The problem:
Lines from the top of the entries through the line that has "I'm not sure I follow the reasoning here." must be duplicated exactly, and no others.

Dataset entries:
:::::

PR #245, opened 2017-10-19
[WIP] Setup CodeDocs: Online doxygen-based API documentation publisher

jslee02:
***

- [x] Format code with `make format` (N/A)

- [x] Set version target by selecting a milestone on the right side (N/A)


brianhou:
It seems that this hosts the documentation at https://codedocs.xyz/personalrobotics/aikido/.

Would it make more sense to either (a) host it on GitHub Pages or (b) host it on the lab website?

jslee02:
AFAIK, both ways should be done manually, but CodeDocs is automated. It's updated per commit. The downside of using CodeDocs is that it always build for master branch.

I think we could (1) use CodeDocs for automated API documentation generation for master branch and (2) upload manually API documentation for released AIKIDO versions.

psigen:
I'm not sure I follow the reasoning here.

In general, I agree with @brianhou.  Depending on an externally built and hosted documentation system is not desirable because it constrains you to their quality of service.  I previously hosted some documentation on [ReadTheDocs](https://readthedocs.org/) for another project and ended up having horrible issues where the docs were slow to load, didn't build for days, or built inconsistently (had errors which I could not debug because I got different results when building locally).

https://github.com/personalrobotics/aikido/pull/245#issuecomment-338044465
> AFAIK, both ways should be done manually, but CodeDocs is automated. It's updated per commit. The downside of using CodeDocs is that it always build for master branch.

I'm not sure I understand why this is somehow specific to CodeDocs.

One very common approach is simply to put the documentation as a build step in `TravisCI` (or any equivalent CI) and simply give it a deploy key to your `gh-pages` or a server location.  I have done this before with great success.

:::::

Expected answer:
PR #245, opened 2017-10-19
[WIP] Setup CodeDocs: Online doxygen-based API documentation publisher

jslee02:
***

- [x] Format code with `make format` (N/A)

- [x] Set version target by selecting a milestone on the right side (N/A)


brianhou:
It seems that this hosts the documentation at https://codedocs.xyz/personalrobotics/aikido/.

Would it make more sense to either (a) host it on GitHub Pages or (b) host it on the lab website?

jslee02:
AFAIK, both ways should be done manually, but CodeDocs is automated. It's updated per commit. The downside of using CodeDocs is that it always build for master branch.

I think we could (1) use CodeDocs for automated API documentation generation for master branch and (2) upload manually API documentation for released AIKIDO versions.

psigen:
I'm not sure I follow the reasoning here.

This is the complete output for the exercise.